Crossfit Hackney – Training Phase 3 of 2017 – Monostructural
So we are moving towards our next new 6 week block of training (starting Monday 2 October 2017) and we will be calling it Monostructural, because that’s what it is (yes there is a gratuitous image above of some CF bods, and they do their share of monostructural work so we are going to do ours). When we say monostructural in the world of exercise and CF we refer to aerobic exercise, predominantly in the form of running, biking, rowing, swimming and jumping rope. Remember CF is a GPP program and we are interested in a rounded view of fitness and health – this block is a part of that rounded view. There are a lot of evolving views on monostructural training. It can and does in some areas of fitness mean medium to long aerobic workouts, but it also can be an element of a workout where you are looking to build and set a steady pace, not bust your balls and burn your lungs. We are looking to build your aerobic system which in turn will aid your recovery and improve that marvellous thing called work capacity. Which means you’ll be able to kick more ass and for longer.
So why are we doing this 6-week block? Because it’s an important piece of the training puzzle. The aerobic system forms the foundation for the anaerobic and the ATP systems (energy systems). If you want to be good at higher intensity workouts and training, you need to put some time in to develop a strong aerobic base. The better developed our aerobic system, the longer we can keep fatigue at bay during exercises of higher intensities and the quicker we can recover during periods of rest.
We know some of you might not be entirely comfortable with the thought of aspects of this phase and you might not be moving too well after some of the workouts coming your way (I certainly won’t be) but as we say “trust the process”. The Crossfit game (and training game more generally) can be overcomplicated by internet morons and seen as being complex but it doesn’t need to be. Trust the process, do some things you might not really want to do, reap the benefits and enjoy your training.

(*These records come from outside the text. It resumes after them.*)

PR #846, opened 2016-11-26
Proposal coming from Symfony trial implementation

nicolas-grekas:
I tried to implement the current state of PSR-16 on Symfony Cache to see what it could look like:
https://github.com/symfony/symfony/pull/20636

This has raised a number of issues/questions, namely:

On CacheInterface:
- doesn't say what happens when $key is invalid => the same exception as PSR-6?
- the fact that `getMultiple` returns *all* keys, even cache misses, makes it impossible to (efficiently) implement a PSR-16 to PSR-6 bridge, because it makes it impossible to detect cache misses. When given an array, `apcu_fetch` for example has this other behavior of returning only the "hit", so it doesn't suffer from this. Could this be worth considering?
- accepting `Traversable` for `*Multiple` methods is not consistent with PSR-6 which only takes arrays as arguments
- returning `array` for `getMultiple` is not consistent with PSR-6 `getItems` which returns `array|Traversable`
- some methods return `void` when they could return `bool` => this is both inconsistent with some other methods, and with PSR-6

On CounterInterface:
- the draft doesn't say what happens when $key is invalid => the same exception as PSR-6?
- nor does it say what happens when $step is not an integer => return false? throw something?
- what should happen when $key already exists in the storage but is not "incrementable"? (Redis INCR fails, I didn't check apcu) => return false? throw? erase and store $step? other?
- atomicity misses a normative MUST or SHOULD.

About exceptions:
- if the PSR is going to document when exceptions should be thrown, then it should either define new exception classes or reuse those from PSR-6
- reusing exceptions defined in PSR-6 would look the most sensible to me
- yet, they are currently not in the same namespace. But: couldn't all these new interfaces move in the Psr\Cache namespace (thus releasing them as psr/cache 1.1 on packagist?)

This PR is a proposal to fix all aforementioned notes; namespace renaming excluded for now.

### DIFF
--- a/proposed/simplecache.md
+++ b/proposed/simplecache.md
@@ -31,7 +31,6 @@ standardized streamlined interface for common cases.  It is independent of
 PSR-6 but has been designed to make compatibility with PSR-6 as straightforward
 as possible.
 
-
 ### 1.2 Definitions
 
 Definitions for Calling Library, Implementing Library, TTL, Expiration and Key
@@ -52,7 +51,7 @@ below with whole-second granularity.
 when that item is stored and it is considered stale. The TTL is normally defined
 by an integer representing time in seconds, or a DateInterval object.
 
-*    **Expiration** - The actual time when an item is set to go stale. This it
+*    **Expiration** - The actual time when an item is set to go stale. This is
 calculated by adding the TTL to the time when an object is stored.
 
     An item with a 300 second TTL stored at 1:30:00 will have an expiration of
@@ -82,9 +81,8 @@ supported by implementing libraries: `{}()/\@:`
 *    **Cache** - An object that implements the `Psr\SimpleCache\CacheInterface` interface.
 
 *    **Cache Misses** - A cache miss will return null and therefore detecting
-if one stored null is not possible. This is the main deviation from PSR-6's
+if one stored `null` is not possible. This is the main deviation from PSR-6's
 assumptions.
-
 
 ### 1.3 Cache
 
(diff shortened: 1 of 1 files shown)


dragoonis:
Give me a few days to review this @nicolas-grekas

michaelcullum:
@php-fig/psr-16

Seldaek:
I put all my feedback on the ML.. Thanks for the PR but let's please 
discuss it on ML :)

dragoonis:
@nicolas-grekas I have added InvalidArgumentException class to PSR-16. Can you re-update this PR to reference that class instead of the global php exception class

proposed/simplecache.md
```diff
@@ -155,32 +167,44 @@ interface CacheInterface
...
      *
-     * @return void
+     * @return bool True if the item was successfully removed. False if there was an error.
+     *
+     * @throws InvalidArgumentException
+     *   If any of the keys in $keys are not a legal value a \Psr\Cache\InvalidArgumentException
+     *   MUST be thrown.
      */
-    public function deleteMultiple($keys);
+    public function deleteMultiple(array $keys);
```
dragoonis: remove this array typehint - we're keeping traversable|array

proposed/simplecache.md
```diff
@@ -155,32 +167,44 @@ interface CacheInterface
...
      *
-     * @return array An array of key => value pairs. Cache keys that do not exist or are stale will have a value of null.
+     * @return array|Traversable A list of key => value pairs. Cache keys that do not exist or are stale must not be returned.
+     *
+     * @throws InvalidArgumentException
+     *   If any of the keys in $keys are not a legal value a \Psr\Cache\InvalidArgumentException
+     *   MUST be thrown.
      */
-    public function getMultiple($keys);
+    public function getMultiple(array $keys);
```
dragoonis: remove array, we're sticking with Traversable|array

nicolas-grekas:
@dragoonis PR updated, I reverted the type hints on `*Multiple` methods, although I find it shame that this will force us to write boilerplate code to validate the input while a simple `array` type hint would've done the job perfectly to me.

Side note: PSR-6 has ExceptionInterface. Should PSR-16 have it also?

proposed/simplecache.md
Seldaek: Really? I thought you only wanted it for returns.. I didn't see anyone advocating for Traversable inputs.

Seldaek:
@nicolas-grekas we just added the CacheException yesterday IIRC?

nicolas-grekas:
Indeed, I missed it, my bad!

proposed/simplecache.md
```diff
@@ -114,85 +112,117 @@ namespace Psr\SimpleCache;
...
+     * @param string $key     The unique key of this item in the cache.
+     * @param mixed  $default Default value to return if the key does not exist.
      *
-     * @param string $key     The unique key of this item in the cache
-     * @param mixed  $default Default value to return if the key does not exist
+     * @return mixed The value of the item from the cache, or $default in case of cache miss.
      *
-     * @return mixed The value of the item from the cache, or $default in case of cache miss
+     * @throws InvalidArgumentException
+     *   If the $key string is not a legal value a \Psr\SimpleCache\InvalidArgumentException
```
dragoonis: Can you tweak this to `@throws \Psr\SimpleCache\InvalidArgumentException` and then `If the $key string is not a legal value` ?

proposed/simplecache.md
```diff
@@ -114,85 +112,117 @@ namespace Psr\SimpleCache;
...
+     * @param string                $key   The key of the item to store.
+     * @param mixed                 $value The value of the item to store, must be serializable.
      * @param null|int|DateInterval $ttl   Optional. The TTL value of this item. If no value is sent and
      *                                     the driver supports TTL then the library may set a default value
      *                                     for it or let the driver take care of that.
      *
-     * @return bool True on success and false on failure
+     * @return bool True on success and false on failure.
+     *
+     * @throws InvalidArgumentException
```
dragoonis: same as above. Put the FQCN in the @throws

proposed/simplecache.md
```diff
@@ -114,85 +112,117 @@ namespace Psr\SimpleCache;
...
-     * @param array|Traversable     $items An array of key => value pairs for a multiple-set operation.
+     * @param array|\Traversable    $items A list of key => value pairs for a multiple-set operation.
      * @param null|int|DateInterval $ttl   Optional. The TTL value of this item. If no value is sent and
      *                                     the driver supports TTL then the library may set a default value
      *                                     for it or let the driver take care of that.
      *
-     * @return bool True on success and false on failure
+     * @return bool True on success and false on failure.
+     *
+     * @throws InvalidArgumentException
```
dragoonis: @throws FQCN ..

Then: `If $keys is neither an array nor a Traversable, or if any of the $keys are not a legal value.`

dragoonis:
@nicolas-grekas solid work so far! Just some minor @throws updates and we're ready to merge!

proposed/simplecache.md
nicolas-grekas: updated. I kept the normative MUST which is important to me to force an imperative interpretation (that's why RFC 2119 is for)

proposed/simplecache.md
```diff
@@ -114,85 +112,110 @@ namespace Psr\SimpleCache;
...
+     * @param null|int|DateInterval $ttl    Optional. The TTL value of this item. If no value is sent and
+     *                                      the driver supports TTL then the library may set a default value
+     *                                      for it or let the driver take care of that.
      *
-     * @return bool True on success and false on failure
+     * @return bool True on success and false on failure.
+     *
+     * @throws \Psr\SimpleCache\InvalidArgumentException
+     *   MUST be thrown if $keys is neither an array nor a Traversable,
+     *   or if any of the $keys are not a legal value.
```
Seldaek: Typo on those two lines, should be $values and not $keys

Seldaek:
Apart from that last typo, looks all good to me!

proposed/simplecache.md
nicolas-grekas: fixed

Seldaek:
:+1: Thanks

matthiasmullie:
Can we get an 0.3.0 release with these changes (along with InvalidArgumentException & CounterInterface removal)?

michaelcullum:
Sure. I can do a tag when I get to my laptop shortly.

Seldaek:
FYI @matthiasmullie sent a PR and the 0.3 of the interfaces package is now out, if anyone else is interested :)

michaelcullum:
Sorry about that folks, I totally missed this off my todo list.

matthiasmullie:
Don't worry about it - I should've sent that PR in the first place, instead of expecting someone to change their schedule ;) Thanks!

nicolas-grekas:
Symfony implementation updated, all good to me.
See https://github.com/symfony/symfony/pull/20694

I thought I would throw in a little quote my wife sent me to get you thinking, pre-phase, because I’m a wanker like that:
“Sometimes when you’re in a dark place you think you’ve been buried, but you’ve actually been planted.” — Unknown
Remember this when you see a workout coming that you don’t like the look of.
Things to look out for in the phase:
On Saturday 7th October we will be doing a Murph day. We will have a full version and some scaled options. We’re not seeing this as a strict test day, but it is to give you an idea of how your aerobic/breathing game really is at this point in the phase, and also to get you into the mindset of some longer training pieces.
The10 min Bike test . YES that does say the 10min on the bike. I’m not going to tell you any more for now but look out for it. It will test your extended fitness and it touches the soul (for some not in a good way).